Exercise brief: Nothing but the lines from the one with "kansi: Sure, then" through the final line of the entries below should be written out, each exactly as given.

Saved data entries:

===============

PR #1805, opened 2017-10-30
Validation for "language" key in asset.data object

### LINKED ISSUE #1670: MongoDB text search does not support Star Wars languages
When creating a text index with MongoDB the index is created with a default language (usually en).
MongoDB also allow us to override the language used to create the text index for a particular document by adding the field `language` inside the document being written. From the [documentation](https://docs.mongodb.com/manual/tutorial/specify-language-for-text-index/):

> If a collection contains documents or embedded documents that are in different languages, include a field named language in the documents or embedded documents and specify as its value the language for that document or embedded document.
MongoDB will use the specified language for that document or embedded document when building the text index

If you specify a language that is not supported by MongoDB the insert operation will fail. This is a problem for us because we don't know how BigchainDB clients will use the asset field.

For example I was testing with star wars data from [swapi.co](http://swapi.co/):
```json
{
  "average_height": "300",
  "language": "Huttese",
  "url": "http://swapi.co/api/species/5/",
  "eye_colors": "yellow, red",
  "name": "Hutt",
  "hair_colors": "n/a",
  "people": [
    "http://swapi.co/api/people/16/"
  ],
  "edited": "2014-12-20T21:36:42.146000Z",
  "homeworld": "http://swapi.co/api/planets/24/",
  "classification": "gastropod",
  "films": [
    "http://swapi.co/api/films/3/",
    "http://swapi.co/api/films/1/"
  ],
  "designation": "sentient",
  "average_lifespan": "1000",
  "skin_colors": "green, brown, tan",
  "created": "2014-12-10T17:12:50.410000Z"
}
```

When trying to insert this asset MongoDB fails with `WriteError: language override unsupported: Huttese`.

We need to somehow either disable language override so that `language` fields in documents do not affect how the text index is built, or default to some language when there is an error.

kansi:
Fixes #1670 for BigchainDB v2.0 by changing the schema of the transaction model (i.e. by restricting the allowed values of `"language"` in assets).

### DIFF
--- a/bigchaindb/common/schema/transaction.yaml
+++ b/bigchaindb/common/schema/transaction.yaml
@@ -117,6 +117,25 @@ definitions:
         anyOf:
         - type: object
           additionalProperties: true
+          patternProperties:
+            language:
+              type: string
+              enum:
+                - danish
+                - dutch
+                - english
+                - finnish
+                - french
+                - german
+                - hungarian
+                - italian
+                - norwegian
+                - portuguese
+                - romanian
+                - russian
+                - spanish
+                - swedish
+                - turkish
         - type: 'null'
   output:
     type: object
--- a/tests/web/test_transactions.py
+++ b/tests/web/test_transactions.py
@@ -47,6 +47,42 @@ def test_post_create_transaction_endpoint(b, client):
     assert res.json['outputs'][0]['public_keys'][0] == user_pub
 
 
+@pytest.mark.parametrize("language,expected_status_code", [
+    ('danish', 202),
+    ('dutch', 202),
+    ('english', 202),
+    ('finnish', 202),
+    ('french', 202),
+    ('german', 202),
+    ('hungarian', 202),
+    ('italian', 202),
+    ('norwegian', 202),
+    ('portuguese', 202),
+    ('romanian', 202),
+    ('russian', 202),
+    ('spanish', 202),
+    ('swedish', 202),
+    ('turkish', 202),
+    ('any', 400),
+])
+@pytest.mark.bdb
+def test_post_create_transaction_with_language(b, client, language, expected_status_code):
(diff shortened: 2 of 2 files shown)


ttmc:
We'll have to update the docs about the asset model as well. Those docs will be moving under the [IPDB Protocol docs](https://github.com/ipdb/ipdb-protocol).

bigchaindb/common/schema/transaction.yaml
```diff
@@ -117,6 +117,25 @@ definitions:
         anyOf:
         - type: object
           additionalProperties: true
+          patternProperties:
+            language:
```
r-marques: Will this be applied to any `language` key within any nested document?
Also should we support two and three letter codes https://docs.mongodb.com/manual/reference/text-search-languages/?

kansi: No. I think we can only handle this at the API level in #1806 . Also, I think it would be sufficient to just have the full names @ttmc What do you think?

ttmc: I'd prefer to allow both the long and short (two-letter) names for the languages, just like MongoDB.

kansi: Sure, then we will keep the list as it is in #1806

r-marques: Maybe I am missing something but I don't understand the reason for this change.
This will not handle the case where the `language` is in a nested document and https://github.com/bigchaindb/bigchaindb/pull/1806 already covers all cases.

kansi: @r-marques sorry for confusion, this pull request is not required anymore. We can close it.

kansi:
Closed as #1806 is the correct way to fix this.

===============

Response below:
kansi: Sure, then we will keep the list as it is in #1806

r-marques: Maybe I am missing something but I don't understand the reason for this change.
This will not handle the case where the `language` is in a nested document and https://github.com/bigchaindb/bigchaindb/pull/1806 already covers all cases.

kansi: @r-marques sorry for confusion, this pull request is not required anymore. We can close it.

kansi:
Closed as #1806 is the correct way to fix this.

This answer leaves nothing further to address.